Keesokan paginya saya terpaksa berangkat
kerja membawa mobil padahal hal ini saya tidak terlalu saya suka. Saya selalu
merasa banyak waktu terbuang jika bekerja membawa mobil ketimbang naik motor
yang bisa lebih cepat mengatasi kemacetan. Kalaupun saya bawa motor saya
khawatir hujan karena kebetulan saya tidak ada cadangan jaket dan raincoat juga
sudah saya berikan kepada ibu dan anak tadi malam. Setelah mengantar isteri
yang kerja di salah satu bank swasta di sekitar depok saya langsung menuju
kantor tetapi pikiran saya terus melanglang buana terhadap kejadian tadi malam.
Saya belum benar-benar meng-ikhlaskan kejadian tadi malam bahkan sesekali saya
mengumpat dan mencaci ibu dan anak tersebut didalam hati karena telah menipu
saya.
Sampai di kantor, saya kaget melihat sebuah
bungkusan besar diselimuti kertas kado dan pita berada di atas meja kerja saya.
Saya tanya ke office boy, siapa yang mengantar barang tersebut. Dia hanya
menjawab dengan tersenyum kalau yang mengantar adalah supirnya ibu yang tadi
malam, katanya bapak kenal dengannya setelah pertemuan semalam bahkan dia menambahkan
kelihatannya dari orang berada karena mobilnya mercy yang bagus.
"Bapak selingkuh ya, pagi-pagi sudah
dapat hadiah dari perempuan ?" tanyanya sedikit bercanda kepada saya. Saya
hanya tersenyum dan saya menanyakan apakah dia ingat plat nomor mobil orang
tersebut, office boy tersebut hanya menggelengkan kepala..

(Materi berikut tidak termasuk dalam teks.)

PR #2340, opened 2026-01-11
fix and update alectryon

Alizter:
I broke this job in an earlier PR on purpose. We fix the CI job for it here and change the backend that alectryon was using. It used to use serapi, but that has now been subsumed by rocq-lsp. We update the submodule alectryon to a version that understands it.

### DIFF
--- a/coq-hott.opam
+++ b/coq-hott.opam
@@ -31,6 +31,6 @@ build: [
 ]
 dev-repo: "git+https://github.com/HoTT/HoTT.git"
 depends: [
-  "dune" {>= "3.13"}
+  "dune" {>= "3.14"}
   ("rocq-core" {>= "9.0"} & "coq-core" {>= "9.0"})
 ]
--- a/.github/workflows/ci.yml
+++ b/.github/workflows/ci.yml
@@ -163,51 +163,26 @@ jobs:
 # - coqchk: Runs coqchk
 # - install: Tests install target
 
-   # alectryon job
+  # alectryon doc job (using Nix + dune for reproducible builds)
   doc-alectryon:
-    needs: build
     runs-on: ubuntu-latest
     steps:
     - uses: actions/checkout@v4
       with:
         submodules: recursive
-    # Download artifact
-    - uses: actions/download-artifact@v4
+    - uses: nixbuild/nix-quick-install-action@v30
+    - uses: nix-community/cache-nix-action@v6
       with:
-        name: workspace-${{ env.coq-version-supported }}
-    # Unpack Tar
-    - run: tar -xf workspace.tar
+        primary-key: nix-${{ runner.os }}-${{ hashFiles('flake.lock') }}
+        restore-prefixes-first-match: nix-${{ runner.os }}-
     - name: add problem matchers
       run: |
-        #echo "::add-matcher::etc/coq-scripts/github/coq-oneline-error.json" # now via a script
-        #echo "::add-matcher::etc/coq-scripts/github/coqdoc.json" # disabled for now, since they don't have file names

Segera saya buka kotak tersebut dan "Ya
Allah, semua milik saya kembali. Jaket, raincoat, handphone, kartu nama dan
uangnya. Yang membuat saya terkejut adalah uang yang dikembalikan sebesar 2 juta
rupiah jauh melebihi uang yang saya berikan kepadanya. Dan juga selembar kertas
yang tertulis ;
"Pak, terima kasih banyak atas
pertolongannya tadi malam. Ini saya kembalikan semua yang saya pinjam dan
maafkan jika saya tidak sopan. Kemarin saya sudah tidak tahan dan mencoba lari
dari rumah setelah saya bertengkar hebat dengan suami saya karena beliau sering
terlambat pulang ke rumah dengan alasan pekerjaan. Bodohnya, dompet saya hilang
setelah saya berjalan-jalan dengan anak saya di Mall Cijantung. Sebenarnya saya
semalam ingin melanjutkan perjalanan ke rumah kakak saya di depok, tetapi saya
jadi bingung karena tidak ada lagi uang untuk ongkos makanya saya hanya berdiam
di halte bis itu. Setelah saya bertemu dan melihat bapak tadi malam, saya baru
menyadari bahwa apa yang suami saya lakukan adalah demi cinta dan masa depan
isteri dan anaknya juga. Salam dari suami saya untuk bapak. Salam juga dari
kami sekeluarga untuk anak-isteri bapak di rumah. Suami saya berharap, biarlah
bapak tidak mengetahui identitas kami dan biarlah menjadi pelajaran kami berdua
. (Bya, maaf handphone bapak terbawa dan saya juga lupa mengembalikannya tadi
malam karena saya sedang larut dalam kesedihan. Terima kasih."
Segera saya telpon isteri saya dan saya
ceritakan semua yang ada dihadapan saya. Isteri saya merasa bersyukur dan
meminta agar semua uangnya diserahkan saja ke mesjid terdekat sebagai amal
ibadah keluarga tersebut.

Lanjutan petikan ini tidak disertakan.